The child did not yet understand the telephone. He nodded a “Yes.”
“Of course, he does,” the mother assured the father, “and so do I.”
He returned in triumph. He had been captured and imprisoned by the enemy. He had been tortured. But he had escaped. For weeks, he was hidden in an underground cave and cared for by a South Korean boy who brought him rice and kept him alive until he could make his way back to the lines.
He was weak from the diet and the fear. His feet were so severely frostbitten they would crack open and bleed for the rest of his life.
He was a patriot, still. He made speeches throughout the land, his wife and son at his side. He told of his experiences and assailed those who would keep American forces out of distant lands threatened by the spread of Communism.
He would say many times, “There is no soldier like the American soldier.

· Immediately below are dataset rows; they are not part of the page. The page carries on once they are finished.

PR #698, opened 2017-01-27
Remove reference to heroku-buildpack-multi

xavriley:
`heroku buildpacks:add ...` will support any custom buildpacks - there's no use case for using `heroku-buildpack-multi` unless you are relying on a `.buildpacks` file to be present in the repo (which some older projects do).

In addition, https://github.com/ddollar/heroku-buildpack-multi is deprecated and is no longer being maintained. There is a maintained fork of the project at https://github.com/heroku/heroku-buildpack-multi but it isn't necessary to point people to this.

---
This change is [Reviewable](https://reviewable.io/reviews/shakacode/react_on_rails/698)


justin808:
Thanks @xavriley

The rest of the world needs us to keep it free.”
But those many years of combat had taken their toll. He had changed. When he returned, the woman thought their long periods of separation were over. She would be disappointed again.
He brooded. He awakened nights in a cold sweat, screaming. He drank only a little at first. But then he would sit up those nights, alone with a bottle.

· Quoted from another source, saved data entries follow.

PR #710, opened 2017-02-09
update i18n doc for .travis.yml

JasonYCHuang:
This change is [Reviewable](https://reviewable.io/reviews/shakacode/react_on_rails/710)

### DIFF
--- a/docs/basics/i18n.md
+++ b/docs/basics/i18n.md
@@ -57,7 +57,7 @@ You can refer to [react-webpack-rails-tutorial](https://github.com/shakacode/rea
   end
   ```
 
-5. In React, you need to initialize `react-intl`, and set parameters for it.
+4. In React, you need to initialize `react-intl`, and set parameters for it.
 
   ```js
   ...
@@ -88,3 +88,5 @@ You can refer to [react-webpack-rails-tutorial](https://github.com/shakacode/rea
     { formatMessage(defaultMessages.yourLocaleKeyInCamelCase) }
   )
   ```
+
+If the test are executed in Travis CI, make sure that `rake` is executed __before__ `npm run build` in `.travis.yml`. `npm run build` depends on `translations.js` & `default.js`, and they are generated or updated by `rake` or `rails server`.


justin808:
See comment.

---

Reviewed 1 of 1 files at r1.

---

*[docs/basics/i18n.md, line 92 at r1](https://reviewable.io:443/reviews/shakacode/react_on_rails/710#-KcaTbXseGrgp_30yxxx:-KcaTbXvwsPNS5uN0_aC:b-mqvsjq) ([raw file](https://github.com/shakacode/react_on_rails/blob/39923b3b52c8dc8c53e8a0a944b7b52557c4fd7e/docs/basics/i18n.md#L92)):*
> ```Markdown
>   ```
> 
> If the test are executed in Travis CI, make sure that `rake` is executed __before__ `npm run build` in `.travis.yml`. `npm run build` depends on `translations.js` & `default.js`, and they are generated or updated by `rake` or `rails server`.
> ```

1. Not everybody uses Travis for CI
2. When tests run, they ensure that the the timestamp on the generated files are newer than the source files, or else the build script runs.
3. We should probably check the i18n files right before building the webpack files. This would cover the case for CI as well, so we would not need this.
4. In the case of the Rails server, it's fine to ensure that the i18n is built before the server starts, and the people just have to know to restart the server to pick up changes. Otherwise, we might want a specific rake task that can run`ReactOnRails::LocalesToJs.new`

The bottom line is that this small comment, right after the clearly numbered sections, is a bit confusing. We should "just make this work".

---


*Comments from [Reviewable](https://reviewable.io:443/reviews/shakacode/react_on_rails/710#-:-KcaUa49ntazdcgdRabW:btk743l)*

JasonYCHuang:
Agree with your comment.

The best way is to make sure i18n files are generated before building the webpack files.
I18n files are generated by rails, and I have no idea how to execute rake files from javascript files.
Could you give me some hint?

---

---



*Comments from [Reviewable](https://reviewable.io:443/reviews/shakacode/react_on_rails/710#-:-KccV9m5l9KDN_H4cD3l:b-rodevw)*

justin808:
@JasonYCHuang Here is where we configure the test helper to check webpack files are ready:
* https://github.com/shakacode/react_on_rails/blob/master/lib/react_on_rails/test_helper.rb#L34

The best way to ensure that the localization files are built before we build the webpack files is to have the npm scripts that build the webpack files first call some rake task. If you depend on the environment, that will probably run the code you put at server startup. However, I'm not sure that we always want the code at server startup. You'd know better.

Here's a rake task that just depends on server startup info:

```ruby
desc "Pick a random user as the winner"
task :winner => :environment do
  puts "Yes -- we did something. Describe it!"
end
```
http://stackoverflow.com/q/7044714/1009332

justin808:
@JasonYCHuang Should we close this PR? Per #717

JasonYCHuang:
@justin808 Yes, please close this PR.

The Army, despite his many decorations for valor and his years of service, decided him unfit for further military duty. He wandered aimlessly, at a loss for a purpose.

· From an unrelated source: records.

PR #466, opened 2023-08-03
Add config switch to disable auth

byewokko:
# Disabling authentication and authorization
- Disable all authentication and authorization by setting `[auth] enabled=no`.
- Request handler auth parameters (`userinfo` and `resources`) are set to `None`.
- Access to any resource (even superuser) is granted to all incoming requests. The `@asab.web.auth.require()` and any other resource checks always return `True`.
- Access to any tenant is granted to all incoming requests.


ateska:
Looks ok.
I also suggest to introduce a command-line argument `--no-auth` that is equal to `[auth] enabled=no`

ateska (approved):
with remark that should go into a new issue / MR

PR #438, opened 2023-06-21
Logging in syslog rfc5424micro format

mejroslav:
Option for logging in RFC5424 format with microseconds in datetime.

PR #478, opened 2023-08-15
Fix of the syslog handling when the socket is not yet ready.

### LINKED ISSUE #477: Logging to socket raises TypeError
When I set up my ASAB app to log to socket like so:

```ini
[logging:syslog]
address=udp://localhost:12345
format=5
enabled=true
```

The app fails in init time:

```
<131>1 2023-08-15T08:05:01.65Z malej seacatauth.py 1 root [log l="ERROR"] Exception in callback None()
{'handle': <Handle cancelled>}
  File "/usr/lib/python3.10/asyncio/events.py", line 80, in _run
    self._context.run(self._callback, *self._args)
  File "/usr/lib/python3.10/site-packages/asab/log.py", line 429, in _on_write
    self._socket.sendall(msg)
TypeError: a bytes-like object is required, not 'LogRecord'
```

The referenced line:

https://github.com/TeskaLabs/asab/blob/5dc03d19b091642014520a8d7370db268f52fafa/asab/log.py#L452

byewokko:
fixes #477

### DIFF
--- a/asab/log.py
+++ b/asab/log.py
@@ -447,10 +447,12 @@ class AsyncIOHandler(logging.Handler):
 		self._loop.remove_writer(self._socket)
 
 		while not self._queue.empty():
-			# TODO: Handle eventual error in writing -> break the cycle and restart on write handler
 			msg = self._queue.get_nowait()
-			self._socket.sendall(msg)
-
+			try:
+				self._socket.sendall(msg)
+			except Exception as e:
+				print("Error when writing to syslog '{}'".format(self._address), e, file=sys.stderr)
+				self._enqueue(msg)
 
 	def _on_read(self):
 		try:
--- a/asab/log.py
+++ b/asab/log.py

The mother and child would see him whenever they could. They would visit him in other cities and she would pretend someday they would be together again.
But she knew they wouldn’t. A thousand nights, thinking the child next to her was asleep, she prayed aloud for help.
Finally, she gave up on her husband. She had no other choice. He was a hopeless alcoholic, a man lost in an imagined shame that was nearly demonic in its possession of his life.
She educated herself. She struggled to work each day and go to evening classes at night. Somehow, she still managed to bring her son toward manhood and she told him, “Always respect your father, no matter what.”
She would eventually remarry. She would take a man steady and kind to her and to her son. She would find at least a share of the contentment and security that had avoided her for so long.
The father, the brave soldier, would die alone. The son would grow and leave her. But he would think of his mother and her plight often. On occasion, he would remember to thank her for the sacrifices she made in his behalf.
Sadly, her burdens have never ceased totally. Today, it is an illness she battles. The doctors say it is incurable. She deserves a miracle.
She wanted to be with her son today, and he wanted to be with her on Mother’s Day. He wonders if he made the right decision to put off the visit because of business demands.
He did send roses, however. And because she means so much to him and because he wanted to remind himself of the long road she’s been down, he spent an afternoon and half a night writing what you just read.